As a medical doctor who focuses on gut health, I often see male patients who are overweight, overworked, don’t sleep well, and have gut imbalances—a surefire recipe for low testosterone. These men end up in the vicious cycle of dependence on medications to treat the symptoms, without getting to the root cause.

This is how poor gut health can lead to low T.

I’ve written a lot about how inflammation affects the body and the best hacks to counter it. Inflammation sets off a chain reaction. In brief: The standard American diet (SAD) leads to obesity through inflammation by affecting your gut flora, reducing the presence of friendly bacteria, resulting in increased intestinal wall permeability (leaky gut syndrome), and allowing bacterial endotoxin (a bacterial cell wall component and potent activator of the immune system) to leak into your body. The trans-mucosal migration of endotoxin directly leads to lower testosterone levels by affecting its production in the testes5. Did you get this chain of command? It all comes back to your diet, starting with your gut health.

If that wasn’t enough, environmental toxins and chemical additives also create hormone imbalances by acting as endocrine disrupters. Most of these chemicals behave like estrogen in the body, leading to unwanted side effects like those "man boobs" you never thought you would have. "They are found in the water you drink, the foods you eat (even the organic ones), the pills you take, the air you breathe, and the clothes you wear," says John La Puma, M.D., in Refuel, a book about restoring testosterone levels.

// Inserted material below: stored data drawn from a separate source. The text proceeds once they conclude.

PR #530, opened 2018-06-06
[Translation] add a space

Kcchouette:


Psycojoker:
Hello @Kcchouette,

Translation needs to be done on https://translate.yunohost.org otherwise they will be overwritten :/

Therefor we can't accept this proposition here, sorry (ping @Jibec)

Psycojoker:
Oh and thanks for your contribution :heart:

Jibec:
thanks you @Kcchouette , both corrections are now done in [gitlab](https://translate.yunohost.org/translate/yunohost-apps/apps/fr/?checksum=3a3262f1dab3d5f7) and [gitea](https://translate.yunohost.org/translate/yunohost-apps/apps/fr/?checksum=ba923ff69a0a96fe)

If you want to translate a specific package: use search feature on "Context" field, or download the csv file and upload it :)
Please ask me if any help is needed (https://mamot.fr/@jibec).

Kcchouette:
Hello, thank you all.

It's sad that this information (=that translation is done at https://translate.yunohost.org/)  is not written in the README

maniackcrudelis:
Wouldn't be more useful for all contributors to be able to say that there's a mistake somewhere in a package translation, and have some guys from translation team hanging around to answer that kind of things !?
I don't think that it's really efficient to say to everyone who see an error, go to translate.yunohost.org, try to find your way through this mess, and maybe, if you're brave enough (I wasn't, I give up before finding how to fix anything) you could eventually try to fix the error you've seen..

Jibec:
Well, it's not forbidden to file issues. What's the real problem you're facing?

maniackcrudelis:
I love to be taken for a asshole...

Things have been said anyway, users should be able to say if there's a mistake in a translation file in this repository. And be listened when they do so.

JimboJoe:
Hmm, @Jibec has promptly:
- replied stating that he had applied the PR recommended changes via weblate
- apologized for this submission process not being transparently described an proposed his help
- and gently asked for where that could be documented.

Afterwards you ranted on weblate being a "mess", and interpreted @Jibec's last answer as ironic whereas I think it's pragmatic.

In both cases, I think this is not the appropriate forum. There seems to be a conflict between you two. It didn't bother me at first, but now it's beginning... Could you please be kind to the project and deal with your conflict once and for all? Thanks :innocent:

Jibec:
Well don't take it that way, do you mean you want to allow PR for translation or enable issues ?

Inviting to use translate.yunohost.org is for multiple reasons :
1. Advise what we can translate and consolidate our translator base
2. Bring translators a way to get notification on changes and comments
3. Lower the technical skill required to contribute
4. Make sure translation discussion are handle between translators

Here we explained the way to contribute and I did the requested changes.

I think we should continue to invite translators to use the dedicated platform.

maniackcrudelis:
> There seems to be a conflict between you two.

I was expected that since a long time...
But actually, no, there's nothing personal. Even if there's many subjects I disagree with Jibec (since December 2016...)
I have conflict with concepts:
- Not respecting what other people have written and modifying it without asking them. (Problem solved by a commit from Bram preventing string replacement. I'd rather prefer a concrete pre-translation solution.)
- Link to the previous one, ultra-francization, which have been too much time debated in our xmpp room but nevertheless applied many time against my will.
- Globally, translation team (not only Jibec...) who overwrite and translate strings written by packagers without their consent or their approbation, not even a look at it. There's probably many packagers who don't know that the files in locales/ will be used instead of their original manifest.
It's highly disrespectful for the work of those packagers. That's why I disagree with this method since the beginning.

Still there's nothing personal, I rejected a PR from Jibec on Package check for good (and widely explained) reasons. As I did before with others, especially Fr0g with his beginning of refactoring.
I rejected other PR also for good reasons, as explained each time...
We had other conflicts on the forum on other matters, and still there's nothing personal.
As I said before, I'm not nice, I'm not kind, I'm not politically correct, and I never tried to be so. But, there's one difference with Jibec comparing to others, Jibec is the only one, so far, to have cross the limit of my patience. So that I'm even less nice and kind. That's what brings to cross my limits, I have less filters in what I said. Hopefully, I have a lot of filters...

And the main reason why he has crossed my limits is, as I already said loudly on the xmpp room about one year ago (though I can't find it in my archives), that he's still sneaking in my back to push his ideas even if I'm against, and continually playing Calimero and vanishing instead of confronting his idea.
And that's personal !

Finally,
> Could you please be kind to the project and deal with your conflict once and for all?

There's no conflict to deal with, I'm just trying to do what I have to do, which is also defending the work of all current packagers (even Jibec himself), previous ones and those to come. On every matters I have to.

Jibec:
we indeed had multiple opportunity to disagree, and I learned a lot from you, said thank you and told you when I was wrong. Latest public example was searx.

You not being personal doesn't imply it doesn't hurt me.
Being connected a lot and having an important role in the community shouldn't allow to increase our bad side. Quite the opposite.

Your point of view is valuable and whatever how harsh it was, it made me progress, only the way to say it is hard to endure over time.
I have very few spare time, I don't bother answering when solicitation is not direct. The way you reacted to the postgres helpers was just too much for me to handle, following multiple other useless indirect fights we had over time.

But I understand most of the issue is translation related here, which is an interesting debate, let's have it.

We are french, and are lucky because we have multiple open-source contributors able to translate in our language. So we have the "critical size" for dev contributors to keep the control over the language, and reviewing the way we should speak.

Most developer doesn't bother using English world all the time because they are educated with English usage and mix up words all the time. This doesn't mean the end user should endure English words in French interface and try to figure out what it may mean.

In the same time, most languages have a really little contributor base. Using Pull Request make it hard to understand where to contribute. We would never have such a high level of Arabic and Occitan we that rule. With Arabic, we now have a better example to show how the maintainer can't challenge the translation. You just have trust and look for a way to welcome peer review and translator discussions. And that's the normal translator-dev relation we should target.

I do agree translate "email" to "courriel" is political, and I assume doing it, I'm not alone, most translators do it. They still and will always be people to nitpick about it. That's life.
In the same time, I don't understand how the word "package" should not be translated as even in the rare mumble discussion I attended, I heard multiple time the translation used.

Remember I often say this: 100% translated is not enough, context is really important for translation and we often do mistake. My English is quite bad, even my French, and it's ok to correct it.

What Bram did here of package translation is a great improvement for non English speakers.
It's the same work [Debian](https://www.debian.org/international/l10n/ddtp) and [f-droid](https://hosted.weblate.org/projects/f-droid/fdroiddata/) do, and I don't think it doesn't respect maintainers work.

What we did here regarding to maintainers' work is worse: https://github.com/YunoHost/yunohost/pull/476 and it still is a great improvement for end-users (english native or not).

That's why you should help to remove the opportunity to write another language than English in manifest.
And accept weblate's contribution can override manifest translations (which you blocked).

How to boost testosterone naturally.

When I help patients minimize toxins, balance their lifestyle, and clean up their diet, they find a secondary added benefit: Testosterone levels are boosted! A nutrient-dense diet rich in healthy fats (like a ketogenic diet) coupled with intermittent fasting is a great way to lose weight, improve gut health, and optimize testosterone levels. I also recommend drinking filtered water, avoiding hormone disrupters such as bisphenol-A (or BPA), and taking a high-quality probiotic as research shows probiotic supplementation can even help prevent low testosterone2 in men. In fact, there are a few supplements that have been shown to boost testosterone.

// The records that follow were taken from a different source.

PR #550, opened 2018-06-21
add pixelfed

Jibec:
Answers https://github.com/YunoHost-Apps/pixelfed_ynh/issues/1

fixes https://github.com/YunoHost-Apps/pixelfed_ynh/issues/1

### DIFF
--- a/community.json
+++ b/community.json
@@ -54,6 +54,12 @@
         "state": "notworking",
         "url": "https://github.com/YunoHost-Apps/pagure_ynh"
     },
+    "pixelfed": {
+        "branch": "master",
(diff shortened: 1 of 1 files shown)


Jibec:
@JimboJoe if we should not use capital letter, then I suggest to correct the whole file.

frju365:
bon, c'est pas très très grave comme erreur. Normalement, on ne doit pas utiliser de majuscule mais bon, c'est ok si il y a une raison valable.

frju365:
Moreover, it's alphabetical order, so it's after Pelican and not before.

frju365:
Done.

Yet even when some men do everything correctly—eat clean, do intermittent fasting, exercise, sleep, minimize toxin exposure, meditate, and control stress levels—they might still need and feel best with testosterone replacement therapy (TRT). Some researchers argue we lack studies supporting its long-term safety, and overall studies are varied, but for many men TRT can help restore testosterone6 and regain this hormone’s many benefits.

But for most of us, diet and lifestyle go a long way, and they should always be the first steps toward regaining hormone balance.